Von Fahrbahnunebenheiten verursachte Stöße, die bisher direkt auf das Lenkrad und damit auf Fahrerin oder Fahrer übertragen wurden, können fast vollständig unterbunden werden. Ein weiterer Vorteil von Steer-by-Wire ist, dass die Lenkübersetzung flexibel an unterschiedliche Situationen angepasst werden kann. So entfallen Zielkonflikte - Sportlichkeit und Komfort lassen sich noch besser vereinen, schreibt Mercedes. Durch eine Hinterachslenkung mit einem Lenkwinkel von bis zu zehn Grad lassen sich auch Fahrstabilität und Queragilität steigern. 

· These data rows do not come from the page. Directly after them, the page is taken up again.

PR #5775, opened 2026-09-23
fix(custom_all_reduce): send the real IPC offset instead of 0

zhou9402:
## Problem

`_broadcast_ipc` (`aiter/dist/device_communicators/custom_all_reduce.py:602`) pins the IPC offset to `0`:

```python
self._ipc_handle_fn(data_ptr, handle.data_ptr())
return self._gather_ipc_meta((handle, 0))
```

`hipIpcGetMemHandle` always returns a handle for the **whole allocation** containing the pointer, never for the pointer itself, and the importing rank maps that allocation at its own base. A buffer that is a sub-block of a larger allocation therefore has to carry its `ptr - base` offset. Offset `0` is only correct when the pool pointer happens to *be* an allocation base.

Whether it is depends on the state of PyTorch's caching allocator:

- **Fresh allocator** — the IPC pool is the first large allocation and gets its own segment, so `ptr == base` and offset `0` is accidentally right. This is why single-engine runs are fine.
- **Allocator already holding a cached large segment** — a co-resident second engine on the same node, or simply any earlier allocate-and-free — the pool lands as a sub-block, `ptr != base`, and peers read from the base of that segment instead. **No error is raised; the all-reduce just returns data from whatever else lives there.**

The C++ graph path already does this correctly, and even carries the comment — `get_graph_buffer_ipc_meta` in `csrc/include/custom_all_reduce.cuh:3947`:

```cpp
// note: must share the base address of each allocation, or we get wrong address
if (hipPointerGetAttribute(&base_ptr, HIP_POINTER_ATTRIBUTE_RANGE_START_ADDR, ...))
offsets[i] = ((char*)ptr) - ((char*)base_ptr);
```

Only the Python side, for the named pool buffers (`meta` and `input`), was missing it. The C++ importers already apply `offsets[i]` (`custom_all_reduce.cuh:3911`, `:4001`, `:4025`, `:4124`), so no kernel-side change is needed.

## Fix

Resolve the base with `hipMemGetAddressRange` and send the real offset. New helper `_ipc_base_ptr`; `_broadcast_ipc` exports the handle from the base and gathers `data_ptr - base`. Raw `hipMalloc` / `hipExtMallocWithFlags` buffers are their own base, so this is a no-op for them.

## Relation to `AITER_CUSTOM_AR_RAW_INPUT_POOL`

That env var forces a raw `hipMalloc` input pool, whose pointer is always an allocation base — which is exactly why setting it made the problem disappear. It stays as an escape hatch and is still the right thing under `expandable_segments` (VMM pointers genuinely cannot be exported, #4174), but it should no longer be needed for co-resident engines. That matters in practice: a raw pool is invisible to torch's memory accounting, so an engine that sizes its KV cache from torch's numbers over-estimates free memory and can OOM later.

This is a different bug from #4921 (which was `init_dist_env` reading `_pool["input"].tensor` on a raw pool); they were both reachable in the same co-resident configuration, which is why the env var looked like the cure.

## Not a duplicate

Searched open PRs on this repo for `custom_all_reduce ipc offset` and `RAW_INPUT_POOL` — no open PR touches `_broadcast_ipc` or the IPC offset. #4921 is closed and addressed a different failure in the same file.

## Tests

`op_tests/test_ipc_base_ptr.py` (new, single-GPU) pins the offset arithmetic: sub-blocks of one allocation share a base and report distinct non-zero offsets; a raw `hipMalloc` buffer is its own base.

`op_tests/multigpu_tests/test_init_dist_env.py` gains a `dirty` mode that leaves a large segment in the caching allocator before `init_dist_env`, so the pool comes back as a sub-block — the shape a co-resident second engine produces incidentally. Each rank's pool offset is reported, so a run that never landed on a sub-block is distinguishable from one that did and handled it; the existing allreduce-correctness check is what proves the result.

**Validated on gfx950 (MI350X)** — full before/after table in [this comment](https://github.com/ROCm/aiter/pull/5775#issuecomment-5788840837). Summary: three allocator states that put the input pool at a non-zero offset produce **silently wrong** all-reduce results on the unpatched tree and correct results with this patch; states that leave the pool at offset 0 are unaffected either way.

## Note

AI assistance was used to write this change. I have reviewed every changed line.


zhou9402:
## Hardware validation

Measured on gfx950 (MI350X), ROCm 7.2, torch 2.12.1+rocm7.2, TP2, through the real `init_dist_env` path. Each row is a bf16 all-reduce of `(128, 8192)` over 2 ranks, compared exactly against the analytic sum. "unpatched" is the installed aiter as-is; "patched" replaces only `IPCBufferPool._broadcast_ipc` with this PR's version, nothing else.

The allocator is put into a given state before `init_dist_env`, and the offset column is the input pool's own `data_ptr - base`, read back after init.

| allocator state before init | input pool offset | unpatched | patched |
|---|---:|---|---|
| fresh | 0 | correct | correct |
| 512 MiB segment freed, 64 MiB live head | 0 | correct | correct |
| 8 GiB segment freed, 1 GiB live head | 1,082,130,432 | **WRONG** | correct |
| same + small-block fragmentation | 1,216,348,160 | **WRONG** | correct |
| 6 GiB live weights, 4 GiB activation segment freed, 256 MiB live head | 276,824,064 | **WRONG** | correct |


The failures are silent — no exception, no fallback, no log line. The all-reduce simply returns data read from the base of the segment the pool lives in.

### Two notes on reproducing it

Both cost me a wrong first attempt, so they are worth recording:

- **A plain allocate-then-free is not enough.** Splitting a cached block returns its *head*, so the pool still comes back at offset 0. There has to be a **live** allocation in front of it.
- **Scale matters.** At 512 MiB the allocations `init_dist_env` itself makes on the way to the pool consume the remainder of the segment, and the pool gets a fresh segment anyway (the `head64` row above). Multi-GiB reproduces reliably.

That combination is why this is intermittent and why it has gone unnoticed: a first engine on a fresh allocator always lands at offset 0 and is always correct.

Scope note: what is demonstrated here is the dependence on caching-allocator state, using a loaded-engine-shaped allocation pattern as the trigger. I have not run two real co-resident engines end to end.

### Test shape corrected

The `dirty` mode added in this PR originally used the allocate-then-free shape, which measurement showed does not reproduce. It now uses the shape in the last row, with a parent-side guard that skips when there is not enough free memory.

Die elektronische Lenkung lässt sich auch leichter an einzelne Modelle oder sogar Varianten innerhalb einer Baureihe anpassen. Zudem ermöglicht die Technologie neuartige Gaming-Möglichkeiten während einer Fahrpause. Das von der Achse entkoppelte Steuer könnte zum Beispiel für Rennspiele genutzt werden - natürlich nur im Stand. Darüber hinaus kann das Steuer flacher gestaltet werden, was den Blick aufs Instrumentendisplay verbessert. Auch der Ein- und Ausstieg fällt leichter, weil das unten abgeflachte Lenkrad für mehr Platz sorgt.

Bei dem System von Mercedes gibt ein Aktuator am Lenkrad (Steering Feeback Unit; SFU) das Lenksignal über eine elektrische Leitung an das Lenkgetriebe (Steering Rack Unit; SRU) weiter. Dieses lenkt dann die Räder. Die SFU sorgt zudem für das markentypische Lenkgefühl: Die Gegenkraft, die man am Steuer zum Beispiel in einer scharf gefahrenen Kurve spürt, wird von einem Elektromotor erzeugt. 

Um die Lenkfähigkeit auch bei einem Ausfall zu gewährleisten, setzt Mercedes auf Redundanz. Es gibt aber keine Lenksäule als Rückfallebene mehr, sondern zwei elektronische Systeme. Zwei Signal-Pfade, die doppelte Anzahl der erforderlichen Aktuatoren und eine redundante Auslegung von Daten- und Spannungsversorgung sorgen für Ausfallsicherheit. Selbst bei einem Komplettausfall der Vorderachslenkung ist dank Hinterachslenkung und mit radindividuellen Bremseingriffen über das ESP noch ein rudimentäres Lenken möglich.

Das neue Steer-by-Wire-System von Mercedes hat bereits über eine Million Testkilometer auf Prüfständen absolviert. Ungefähr nochmal so viele Erprobungs-Kilometer auf Testgeländen und sogar im Straßenverkehr kamen hinzu.

Unter dem Strich

Nachdem das elektronische Gaspedal sowie Shift-by-Wire und Brake-by-Wire bereits Realität sind, ist allmählich auch die Zeit reif für Steer-by-Wire, also das Lenken per elektronischem Signal. Damit wird das Auto nochmals elektronischer. Beim Gaspedal, beim Schalten und Bremsen gab es kaum Widerstand von eingefleischten Auto-Traditionalisten.

Beim Lenken könnte das anders sein. Allerdings ist schon heute das Lenken keine rein mechanische Angelegenheit mehr, man denke nur an Features wie die geschwindigkeitsabhängige Servolenkung oder auch die geschwindigkeitsabhängige Übersetzung, bei VW Progressivlenkung genannt. Für die Akzeptanz kommt es jedoch auf die elektronische Steuerung an - wenn die gut ist, wird sich wohl kaum jemand beschweren.